Intenté tomármelo con humor. Le dije a mi esposa que había sido víctima de un engaño amoroso por internet. No le hizo gracia. Simplemente negó con la cabeza y dijo: «Eres demasiado inteligente para eso».

Le dije: “Aparentemente no”.

¿Y ahora qué? ¿Me someto a citas solo por dinero? ¿Me convierto en un sugar daddy solo para seguir en el juego?

No quiero pagar por intimidad. No porque crea que esté mal, sino porque confirmaría mis peores temores: que el tipo de deseo que anhelo se ha vuelto inalcanzable con el paso del tiempo. No quiero compañía por horas ni afecto que termine con una solicitud de dinero. Quiero creer que alguien aún podría quererme por cómo escucho, por las historias que cuento, por el cariño que ofrezco. Es una tontería, lo sé. Pero es la última libertad que me queda: fingir que el romance y la vanidad son lo mismo.

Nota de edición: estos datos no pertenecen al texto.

PR #2128, opened 2024-09-07
ssd: support window icons

tokyo4j:
This PR adds support for window icons with the help of [libsfdo](https://gitlab.freedesktop.org/vyivel/libsfdo) for parsing desktop files and looking up icon files.

- The default `titleLayout` is updated to `NLIMC` which follows Openbox's default value.
- The window menu icon is initially shown and then its normal&hover buffer is replaced with the window icon when app_id is provided and the corresponding icon file is loaded.
- Applications need to provide `/usr/share/applications/[app_id].desktop` for the icons to be loaded. For example, icons are not loaded by default for thunderbird, which has app_id `thunderbird` but provides a dbus-style desktop file `/usr/share/applications/org.mozilla.Thunderbird.desktop`.
- Icon files in XPM format (e.g. xterm) are not supported.
- The window icon have a hardcoded margin of 1px. We can make this configurable later.
- Since the output scale is not considered for the icon lookup, rendered window icons can be blurry with scale > 1. But we can improve this later as the normal button icons can also be blurry in the current implementation.
- The logic in `button/button-{png,svg,xbm}.c` is generalized for window icons and the files are renamed to `img/img-{png,svg,xbm}.c`.

I'm not sure if we should make libsfdo an optional dependency. But I think it's fine to always require and statically link it because it's small and doesn't have any further dependencies (no `dependency()` in `meson.build`).

Lastly, I want to show my gratitude to @vyivel for writing such an amazing library that greatly simplifies the task of looking up icons. Without it, supporting window icons would have been much more challenging.

20240907_17h31m38s_grim


src/icon-loader.c
```diff
@@ -0,0 +1,134 @@
...
+	}
+
+	int lookup_options = SFDO_ICON_THEME_LOOKUP_OPTIONS_DEFAULT;
+#if !HAVE_RSVG
+	lookup_options |= SFDO_ICON_THEME_LOOKUP_OPTION_NO_SVG;
+#endif
+	struct sfdo_icon_file *icon_file = sfdo_icon_theme_lookup(
+		loader->icon_theme, icon_name, SFDO_NT, size, scale,
+		lookup_options);
+	if (!icon_file) {
```
vyivel, line 108: This should also check for `SFDO_ICON_FILE_INVALID`.

https://gitlab.freedesktop.org/vyivel/libsfdo/-/blob/a3e4935526f145326a6fce46006989090fc7d2df/include/sfdo-icon.h#L117

src/icon-loader.c
```diff
@@ -0,0 +1,134 @@
...
+	struct sfdo_icon_ctx *icon_ctx;
+	struct sfdo_desktop_db *desktop_db;
+	struct sfdo_icon_theme *icon_theme;
+};
+
+void
+icon_loader_init(struct server *server)
+{
+	struct icon_loader *loader = znew(*loader);
+	loader->basedir_ctx = sfdo_basedir_ctx_create();
```
vyivel, line 31: If you don't plan to use `basedir_ctx` for anything else (e.g. configuration loading), it can be destroyed immediately after creating desktop and icon contexts.

(I should document that...)

subprojects/libsfdo.wrap
```diff
@@ -0,0 +1,3 @@
+[wrap-git]
+url = https://gitlab.freedesktop.org/vyivel/libsfdo.git
+revision = v0.1.2
```
vyivel, line 3: You might want to fetch the latest (at the moment) commit instead or wait for 0.1.3, the latest release is kinda buggy (due to me not writing tests sooner).

01micko:
I think this is a great leap forward.

> I'm not sure if we should make libsfdo an optional dependency. But I think it's fine to always require and statically link it because it's small and doesn't have any further dependencies

Regarding this, your statement makes sense however debian as of now has no package for `libsfdo`  and it is the type of distro that likes to have everything dynamically linked so just for now it should be optional.

Will be testing tomorrow. Thank you for your great efforts @tokyo4j !

01micko:
Oh and thanks @vyivel for the library!

droc12345:
I have been looking into what is needed to add icons to menus.
So it would be nice if all logic about icons other than the actual loading was put into separate functions,
ie searching for icons, returning full icon path, etc.

You may have done that already, I haven't looked at the code yet, but thought I'd mention it is more useful than just window decoration.
Thanks.

johanmalm:
Fantastic.

Happy that we set NLMIC as default.

Nice refactoring moving `get_button_filename()` to `theme.c`.

I think it's a good choice to use `theme->window_button_width` for the icon size. Not sure if you've seen #2127, but @jp7677 is working on some stuff that may result in `padding.width` theme setting too, which will help create some space around the icon.

LGTM in principle, but think we should address @vyivel's comments.

Also, for consideration:

1. I suggest we enable icons by default, but add an option to disable to avoid ding-dong with distros that don't want to bundle.

2. In ssd-titlebar.c you can use `zfree()` instead of 

```
if (ssd->state.app_id) {
  free(ssd->state.app_id);
  ssd->state.app_id = NULL;
}
```

In fact, no need to NULL check before free, regardless. But zfree() sets to NULL after which is nice.

3. I can't work out how the theme name is set (for example 'Papirus'). Do we need to add a config-file option for that?

johanmalm:
Just catching up... looks like the second argument in `sfdo_icon_theme_load()` is the theme name.
If set to NULL we revert to `hicolor` which is a good fallback, but not what most people will probably want.

https://gitlab.freedesktop.org/vyivel/libsfdo/-/blob/main/sfdo-icon/load.c?ref_type=heads#L14

We can do it as a later PR if you want, but I think it'd be good to give the user the option to set that in `rc.xml`. 
Maybe just something like this:

```xml
<theme>
  <icon>Papirus</icon>
</theme>
```

src/theme.c
```diff
@@ -362,47 +389,47 @@ load_buttons(struct theme *theme)
 		zdrop(b->inactive.buffer);
 
 		/* PNG */
-		snprintf(filename, sizeof(filename), "%s-active.png", b->name);
-		button_png_load(filename, b->active.buffer);
-		snprintf(filename, sizeof(filename), "%s-inactive.png", b->name);
-		button_png_load(filename, b->inactive.buffer);
+		get_button_filename(b->name, "-active.png", filename, sizeof(filename));
+		img_png_load(filename, b->active.buffer);
+		get_button_filename(b->name, "-inactive.png", filename, sizeof(filename));
```
tokyo4j, line 394: Bug: `get_button_filename()` doesn't touch `filename` if the button file is not found, so old `filename` is passed to `img_{svg,png,xbm}_load()` again and again. I'll fix it.

src/icon-loader.c
tokyo4j: Thank you. Fixed.

src/icon-loader.c
tokyo4j: Fixed.

subprojects/libsfdo.wrap
tokyo4j: Okay. Updated to `head`.

tokyo4j:
> So it would be nice if all logic about icons other than the actual loading was put into separate functions,
ie searching for icons, returning full icon path, etc.

I separated the logic of looking up desktop files & icon files and loading it into a buffer into `icon-loader.c`.

> 1. I suggest we enable icons by default, but add an option to disable to avoid ding-dong with distros that don't want to bundle.

I made libsfdo an optional dependency. libsfdo is fetched by default and can be disabled with `-Dicon=disabled`. It should be noted that it breaks existing build scripts with `--wrap-mode nodownload` like Arch's `arch-meson`.

> 2. In ssd-titlebar.c you can use zfree() instead

Fixed.

> 3. We can do it as a later PR if you want, but I think it'd be good to give the user the option to set that in rc.xml.
> Maybe just something like this:
> ```xml
> <theme>
>   <icon>Papirus</icon>
> </theme>
> ```

It makes sense. I added `<theme><icon>`.

I'm marking this PR as a Draft for now to wait for another libsfdo release. Also, `padding.width` sounds nice and maybe we can replace `APP_ICON_MARGIN` with it in this PR.

johanmalm:
Thanks!
LGTM.
Happy to go for merge before next `libsfdo` tag.
Do we depend on '>0.1.2' for the next release of `labwc`?

johanmalm:
Looks like both Void and FreeBSD CI are having problems with `libsfdo`

```
In function 'exec_add_quoted',
    inlined from 'load_exec' at ../subprojects/libsfdo/sfdo-desktop/db.c:783:8:
../subprojects/libsfdo/sfdo-desktop/db.c:537:41: error: 'escape_i' may be used uninitialized [-Werror=maybe-uninitialized]
  537 |                                         logger_write(logger, SFDO_LOG_LEVEL_ERROR,
      |                                         ^~~~~~~~~~~~~~~~~~~~~~~~~~~~~~~~~~~~~~~~~~
  538 |                                                         "%d:%d: unexpected field code in a quoted argument at position %zu",
      |                                                         ~~~~~~~~~~~~~~~~~~~~~~~~~~~~~~~~~~~~~~~~~~~~~~~~~~~~~~~~~~~~~~~~~~~~
  539 |                                                         scanner->line, scanner->column, escape_i);
      |                                                         ~~~~~~~~~~~~~~~~~~~~~~~~~~~~~~~~~~~~~~~~~
../subprojects/libsfdo/sfdo-desktop/db.c: In function 'load_exec':
../subprojects/libsfdo/sfdo-desktop/db.c:518:16: note: 'escape_i' was declared here
  518 |         size_t escape_i;
      |                ^~~~~~~~
cc1: all warnings being treated as errors
ninja: build stopped: subcommand failed.
```

tokyo4j:
> Looks like both Void and FreeBSD CI are having problems with libsfdo

I tried the release build with GCC 13.3.0 (installed via `gcc13` package) on my Arch system and I got the error on `escape_i` which also appeared in Void's CI. But I couldn't reproduce the error on `best_dist`. So it looks quite dependent on GCC versions and distros.

> Happy to go for merge before next libsfdo tag.
Do we depend on '>0.1.2' for the next release of labwc?

@vyivel said in the review:

> You might want to fetch the latest (at the moment) commit instead or wait for 0.1.3, the latest release is kinda buggy (due to me not writing tests sooner).

So merging when libsfdo 0.1.3 released feels desirable from the stability perspective. I don't think we should rush here.

knm100:
The three programs "pcmanfm-qt, qterminal, qpdfview" did not display the icons with  `<icon></icon>` in rc.xml.  they all are have the app-id.desktop at /usr/share/applications/.   set up the `<icon>Breeze</icon>` in rc.xml,   All programs did not display the icons.

vyivel:
@knm100 The icon theme name is "breeze", all lowercase.

stefonarch:
Nice!
I notice that `window.button.width: ` does affect its size while for the other buttons (.xbm) it affects only the distance between them:

immagine
immagine

knm100:
> @knm100 The icon theme name is "breeze", all lowercase.

Thanks, It worked,  and pcmanfm-qt display the icons now, but the qterminal and qpdfviewer still don't display the icon.

tokyo4j:
>  I notice that window.button.width: does affect its size while for the other buttons (.xbm) it affects only the distance between them:

That's because we shrink the button image to fit within (`window.button.width`x`titlebar.height`), but never increase the size of it. So as long as your XBM is smaller than `window.button.width`x`titlebar.height`, the button image size is constant even if you change `window.button.width`.

> Is there some way for a padding(-left)?

I rebased the branch to the latest master which has `padding.width`, so now you can control the left-padding with it.

stefonarch:
> I rebased the branch to the latest master which has `padding.width`, so now you can control the left-padding with it.

Perfect! It's not documented in manpage yet afaik.

jp7677:
> > I rebased the branch to the latest master which has `padding.width`, so now you can control the left-padding with it.
> 
> Perfect! It's not documented in manpage yet afaik.

Did you look for https://labwc.github.io/labwc-theme.5.html#entry_padding.width ?

stefonarch:
I looked at `man labwc-theme` locally:

immagine

jp7677:
> I looked at `man labwc-theme` locally:

The web site and the man page are from the same source, it looks like you man pages are not built from latest git version.

stefonarch:
Think so too, it's a checkout of https://github.com/tokyo4j/labwc/tree/app-icon

knm100:
qpwgraph and qalculate provide the dbus-style desktop file as well, but they can display the icons correctly.  
thunderbird can't do it.

tokyo4j:
> qpwgraph and qalculate provide the dbus-style desktop file as well, but they can display the icons correctly.
thunderbird can't do it.

Ah I forgot to mention that if the desktop file is not found, we use the bare app_id as the key for icon lookup (I just copied the behavior from croissant compositor). So the app_id `org.rncbc.qpwgraph` is used to directly find the icon file `/usr/share/icons/hicolor/scalable/apps/org.rncbc.qpwgraph.svg`.

knm100:
> > qpwgraph and qalculate provide the dbus-style desktop file as well, but they can display the icons correctly.
> > thunderbird can't do it.
> 
> Ah I forgot to mention that if the desktop file is not found, we use the bare app_id as the key for icon lookup (I just copied the behavior from croissant compositor). So the app_id `org.rncbc.qpwgraph` is used to directly find the icon file `/usr/share/icons/hicolor/scalable/apps/org.rncbc.qpwgraph.svg`.

So if  I make a copy of  org.mozilla.Thunderbird.svg to /usr/share/icons/hicolor/scalable/apps/ , thunderbird shoulde can display icon.  but I just tried.  the icon of thunderbird didn't display.     and the qpwgraph's app_id is qpwgraph, isn't `org.rncbc.qpwgraph`

stefonarch:
FYI I've no issues anywhere with Papirus icons.
immagine

tokyo4j:
> So if I make a copy of org.mozilla.Thunderbird.svg to /usr/share/icons/hicolor/scalable/apps/ , after gtk-update-icon-cache  /usr/share/icons/hicolor, thunderbird shoulde can display icon. but I just tried. the icon of thunderbird didn't display.
> 
> Edited:
Indeed, if chang the Thunderbird to thunderbird, It will work.

Yeah the icon lookup is case-sensitive, so you need to create the image with the exact filename `[app_id].svg` (for thunderbird `{/usr,~/.local}/share/icons/hicolor/scalable/apps/thunderbird.svg`).

But I'd rather recommend running `cp /usr/share/applications/org.mozilla.Thunderbird.desktop ~/.local/share/applications/thunderbird.desktop`. In this way, the compositor can access all the icon files for the app and pick the best one for the titlebar size even when the app only provides PNG icons. This will also work for other compositors like KWin. As a side note, adding `NoDisplay=true` to the copied desktop file prevents duplicated entries in application launchers.

> and the qpwgraph's app_id is qpwgraph, isn't org.rncbc.qpwgraph

How did you see the app_id? In my setup, `wlrctl toplevel list` reports that the app_id is `org.rncbc.qpwgraph`.

knm100:
> How did you see the app_id? In my setup, `wlrctl toplevel list` reports that the app_id is `org.rncbc.qpwgraph`.

I use command ps -A | grep qp.   I should make an mistaken about app_id.

knm100:
> But I'd rather recommend running `cp /usr/share/applications/org.mozilla.Thunderbird.desktop ~/.local/share/applications/thunderbird.desktop`. In this way, the compositor can access all the icon files for the app and pick the best one for the titlebar size even when the app only provides PNG icons. This will also work for other compositors like KWin. As a side note, adding `NoDisplay=true` to the copied desktop file prevents duplicated entries in application launchers.

Thank you very much! It is perfect for me

knm100:
> But I'd rather recommend running `cp /usr/share/applications/org.mozilla.Thunderbird.desktop ~/.local/share/applications/thunderbird.desktop`. In this way, the compositor can access all the icon files for the app and pick the best one for the titlebar size even when the app only provides PNG icons. This will also work for other compositors like KWin. As a side note, adding `NoDisplay=true` to the copied desktop file prevents duplicated entries in application launchers.

Thank you very much! It is perfect for me .

jp7677:
@tokyo4j i think I have placed (yet again) another stone in your road with this PR by adding https://github.com/labwc/labwc/pull/2146 . With your PR it is possible to have multiple buttons that open the client menu, but I didn’t think of this when writing #2146. Not sure yet how to deal with this elegantly, expect from being quite drastic and making the icon and window menu button mutually exclusive. Something to think about..

tokyo4j:
I'll merge this tomorrow.

johanmalm:
Good plan. LGTM.

tokyo4j:
It's time to merge. We'll need to request package maintainers to add libsfdo as a dependency or to add `-Dicon=disable` in their build script for the next release.

tokyo4j:
I found starting an application in fullscreen causes SEGFAULT because `view->ssd_enabled` doesn't mean `view->ssd != NULL`. I'll push a fix soon.

johanmalm:
Thanks @tokyo4j Nicely implemented :smile:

Empecé a darme cuenta de lo desigual que se siente el intercambio. Los hombres de mi edad todavía buscan ternura y pasión. La mayoría de las mujeres de mi edad buscan estabilidad y cariño. Cada uno anhela algo que el otro no puede dar del todo. Quizás ese sea el verdadero precio del amor libre: que tarde o temprano, se acaba.

He borrado todas las aplicaciones: Feeld, Tinder, las que quedaban. Me digo a mí mismo que me conformo con las caminatas y las citas para tomar café. Pero algunas noches, cuando mi esposa duerme a mi lado, pienso en la cooperante, la bailarina veinteañera, la mujer portuguesa. En realidad, nunca se trató de ellas. Se trataba de ser el hombre que aún podía llamar la atención.